:: Directions ::
Your answer is every line of the material below in which the string "sense" occurs.

:: Information given ::
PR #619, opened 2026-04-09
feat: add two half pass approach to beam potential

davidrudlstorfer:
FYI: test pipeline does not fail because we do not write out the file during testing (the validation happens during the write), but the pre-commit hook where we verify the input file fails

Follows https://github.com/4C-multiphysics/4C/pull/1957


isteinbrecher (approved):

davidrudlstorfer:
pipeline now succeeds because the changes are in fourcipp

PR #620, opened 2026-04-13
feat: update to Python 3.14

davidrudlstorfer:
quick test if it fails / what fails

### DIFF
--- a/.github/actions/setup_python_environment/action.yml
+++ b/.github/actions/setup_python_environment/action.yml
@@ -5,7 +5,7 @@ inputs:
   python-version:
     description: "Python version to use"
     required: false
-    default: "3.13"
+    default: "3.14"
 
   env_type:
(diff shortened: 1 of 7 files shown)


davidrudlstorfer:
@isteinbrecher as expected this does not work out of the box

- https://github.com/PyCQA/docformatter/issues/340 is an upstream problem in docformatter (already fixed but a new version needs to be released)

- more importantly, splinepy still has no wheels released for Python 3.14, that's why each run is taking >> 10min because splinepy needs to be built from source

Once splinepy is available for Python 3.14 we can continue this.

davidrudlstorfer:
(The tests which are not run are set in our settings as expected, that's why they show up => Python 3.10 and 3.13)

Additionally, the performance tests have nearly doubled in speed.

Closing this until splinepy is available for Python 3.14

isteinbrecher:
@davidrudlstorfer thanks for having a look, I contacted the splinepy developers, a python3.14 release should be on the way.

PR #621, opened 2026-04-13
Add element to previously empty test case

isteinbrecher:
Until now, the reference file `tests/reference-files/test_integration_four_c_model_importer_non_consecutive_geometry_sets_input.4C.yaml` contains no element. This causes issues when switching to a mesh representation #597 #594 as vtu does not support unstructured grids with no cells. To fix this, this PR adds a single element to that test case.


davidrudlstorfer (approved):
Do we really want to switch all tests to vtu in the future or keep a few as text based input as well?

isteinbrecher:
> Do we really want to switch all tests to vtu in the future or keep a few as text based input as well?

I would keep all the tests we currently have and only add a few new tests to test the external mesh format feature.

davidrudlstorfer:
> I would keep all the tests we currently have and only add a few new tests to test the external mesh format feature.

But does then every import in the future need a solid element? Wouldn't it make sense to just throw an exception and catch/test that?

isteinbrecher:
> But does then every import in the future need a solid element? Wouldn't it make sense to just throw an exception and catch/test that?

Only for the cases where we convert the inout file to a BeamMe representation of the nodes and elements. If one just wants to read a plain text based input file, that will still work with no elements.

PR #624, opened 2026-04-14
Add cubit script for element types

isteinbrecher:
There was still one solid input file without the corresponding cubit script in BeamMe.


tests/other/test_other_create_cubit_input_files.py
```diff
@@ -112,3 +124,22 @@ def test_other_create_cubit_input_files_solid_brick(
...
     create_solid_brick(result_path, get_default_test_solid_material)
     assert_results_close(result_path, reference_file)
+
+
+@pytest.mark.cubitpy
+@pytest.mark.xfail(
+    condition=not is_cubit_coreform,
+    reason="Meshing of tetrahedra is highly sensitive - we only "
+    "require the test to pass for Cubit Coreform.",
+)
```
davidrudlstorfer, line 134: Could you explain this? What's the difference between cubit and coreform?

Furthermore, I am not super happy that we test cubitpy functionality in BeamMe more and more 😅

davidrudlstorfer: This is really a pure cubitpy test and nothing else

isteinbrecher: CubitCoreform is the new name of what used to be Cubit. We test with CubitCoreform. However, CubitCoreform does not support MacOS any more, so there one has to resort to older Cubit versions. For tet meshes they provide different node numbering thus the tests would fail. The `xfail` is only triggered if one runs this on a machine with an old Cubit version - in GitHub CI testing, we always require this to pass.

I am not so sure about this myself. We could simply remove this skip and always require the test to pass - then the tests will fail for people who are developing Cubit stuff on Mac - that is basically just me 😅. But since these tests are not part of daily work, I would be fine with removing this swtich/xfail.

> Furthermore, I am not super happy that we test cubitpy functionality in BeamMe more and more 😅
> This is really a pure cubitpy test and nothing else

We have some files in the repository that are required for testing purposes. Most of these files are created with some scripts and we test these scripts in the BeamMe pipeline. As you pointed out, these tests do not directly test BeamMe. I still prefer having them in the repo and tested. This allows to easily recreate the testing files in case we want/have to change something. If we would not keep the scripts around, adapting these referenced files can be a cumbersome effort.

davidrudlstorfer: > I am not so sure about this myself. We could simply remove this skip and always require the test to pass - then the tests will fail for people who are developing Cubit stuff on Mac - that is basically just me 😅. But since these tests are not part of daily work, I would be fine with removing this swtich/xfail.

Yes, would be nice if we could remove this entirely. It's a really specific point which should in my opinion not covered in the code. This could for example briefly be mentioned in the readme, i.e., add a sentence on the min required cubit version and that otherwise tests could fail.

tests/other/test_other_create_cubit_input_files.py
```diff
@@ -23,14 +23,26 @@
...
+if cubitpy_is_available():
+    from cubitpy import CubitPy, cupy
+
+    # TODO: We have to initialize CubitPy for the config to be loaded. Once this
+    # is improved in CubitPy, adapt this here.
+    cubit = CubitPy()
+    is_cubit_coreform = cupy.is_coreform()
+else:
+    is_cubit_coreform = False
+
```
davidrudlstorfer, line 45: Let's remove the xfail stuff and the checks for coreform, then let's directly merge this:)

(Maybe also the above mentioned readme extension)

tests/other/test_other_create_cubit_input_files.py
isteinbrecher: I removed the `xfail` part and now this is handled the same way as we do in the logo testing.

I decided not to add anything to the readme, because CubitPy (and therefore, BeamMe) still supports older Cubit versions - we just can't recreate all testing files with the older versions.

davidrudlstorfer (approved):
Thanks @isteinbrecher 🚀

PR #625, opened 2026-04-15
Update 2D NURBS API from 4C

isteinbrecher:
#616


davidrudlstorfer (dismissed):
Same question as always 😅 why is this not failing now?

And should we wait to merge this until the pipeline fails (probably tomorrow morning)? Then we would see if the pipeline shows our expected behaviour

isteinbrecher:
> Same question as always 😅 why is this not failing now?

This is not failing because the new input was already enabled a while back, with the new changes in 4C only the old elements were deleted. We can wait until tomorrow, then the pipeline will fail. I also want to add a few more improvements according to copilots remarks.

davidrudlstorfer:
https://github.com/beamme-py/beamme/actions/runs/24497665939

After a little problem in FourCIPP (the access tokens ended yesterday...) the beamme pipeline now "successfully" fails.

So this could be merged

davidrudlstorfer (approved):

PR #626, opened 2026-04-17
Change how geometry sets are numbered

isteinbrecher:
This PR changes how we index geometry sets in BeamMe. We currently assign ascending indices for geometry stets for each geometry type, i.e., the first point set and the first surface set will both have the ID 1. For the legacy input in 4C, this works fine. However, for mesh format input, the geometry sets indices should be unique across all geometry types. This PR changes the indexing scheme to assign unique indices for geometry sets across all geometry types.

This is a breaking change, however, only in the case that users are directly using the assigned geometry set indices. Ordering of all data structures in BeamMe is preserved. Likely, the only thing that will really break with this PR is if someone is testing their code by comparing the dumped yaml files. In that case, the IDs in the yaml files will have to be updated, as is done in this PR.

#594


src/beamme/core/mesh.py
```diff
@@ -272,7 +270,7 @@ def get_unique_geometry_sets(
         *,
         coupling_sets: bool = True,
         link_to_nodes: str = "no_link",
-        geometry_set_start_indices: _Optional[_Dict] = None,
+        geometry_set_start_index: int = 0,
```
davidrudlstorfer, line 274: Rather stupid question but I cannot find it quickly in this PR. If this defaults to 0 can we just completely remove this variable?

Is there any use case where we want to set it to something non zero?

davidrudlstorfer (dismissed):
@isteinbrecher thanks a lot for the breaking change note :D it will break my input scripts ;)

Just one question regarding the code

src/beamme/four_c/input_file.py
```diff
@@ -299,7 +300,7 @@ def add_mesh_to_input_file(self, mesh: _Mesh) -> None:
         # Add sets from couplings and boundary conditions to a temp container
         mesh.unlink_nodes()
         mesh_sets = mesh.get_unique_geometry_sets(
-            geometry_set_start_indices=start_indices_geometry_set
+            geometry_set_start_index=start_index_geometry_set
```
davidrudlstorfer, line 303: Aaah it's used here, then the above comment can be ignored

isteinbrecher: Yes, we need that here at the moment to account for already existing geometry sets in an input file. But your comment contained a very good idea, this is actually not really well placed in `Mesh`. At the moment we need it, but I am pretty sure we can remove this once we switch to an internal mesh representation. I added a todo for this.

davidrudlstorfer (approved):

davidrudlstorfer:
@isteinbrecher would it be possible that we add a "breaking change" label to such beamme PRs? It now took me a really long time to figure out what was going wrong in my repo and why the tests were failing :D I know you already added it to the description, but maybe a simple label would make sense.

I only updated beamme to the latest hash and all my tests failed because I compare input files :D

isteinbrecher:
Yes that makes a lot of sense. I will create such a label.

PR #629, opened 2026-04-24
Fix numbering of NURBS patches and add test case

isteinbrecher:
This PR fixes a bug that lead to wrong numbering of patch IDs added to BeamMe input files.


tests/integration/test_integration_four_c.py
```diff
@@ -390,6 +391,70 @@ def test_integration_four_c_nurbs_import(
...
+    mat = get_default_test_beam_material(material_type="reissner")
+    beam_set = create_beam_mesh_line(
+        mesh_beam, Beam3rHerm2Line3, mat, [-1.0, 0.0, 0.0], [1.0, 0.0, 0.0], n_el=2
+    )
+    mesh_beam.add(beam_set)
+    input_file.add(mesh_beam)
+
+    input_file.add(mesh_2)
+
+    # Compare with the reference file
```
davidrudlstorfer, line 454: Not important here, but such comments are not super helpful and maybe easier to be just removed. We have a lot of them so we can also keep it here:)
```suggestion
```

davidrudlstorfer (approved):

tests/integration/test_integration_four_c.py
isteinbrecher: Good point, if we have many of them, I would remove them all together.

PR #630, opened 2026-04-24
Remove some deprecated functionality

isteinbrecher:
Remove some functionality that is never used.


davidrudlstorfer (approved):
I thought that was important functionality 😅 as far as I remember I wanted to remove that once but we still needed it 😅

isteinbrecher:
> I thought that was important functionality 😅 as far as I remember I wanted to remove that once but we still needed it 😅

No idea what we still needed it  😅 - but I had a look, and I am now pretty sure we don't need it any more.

:: Output of the exercise ::
But does then every import in the future need a solid element? Wouldn't it make sense to just throw an exception and catch/test that?
> But does then every import in the future need a solid element? Wouldn't it make sense to just throw an exception and catch/test that?
@isteinbrecher would it be possible that we add a "breaking change" label to such beamme PRs? It now took me a really long time to figure out what was going wrong in my repo and why the tests were failing :D I know you already added it to the description, but maybe a simple label would make sense.
Yes that makes a lot of sense. I will create such a label.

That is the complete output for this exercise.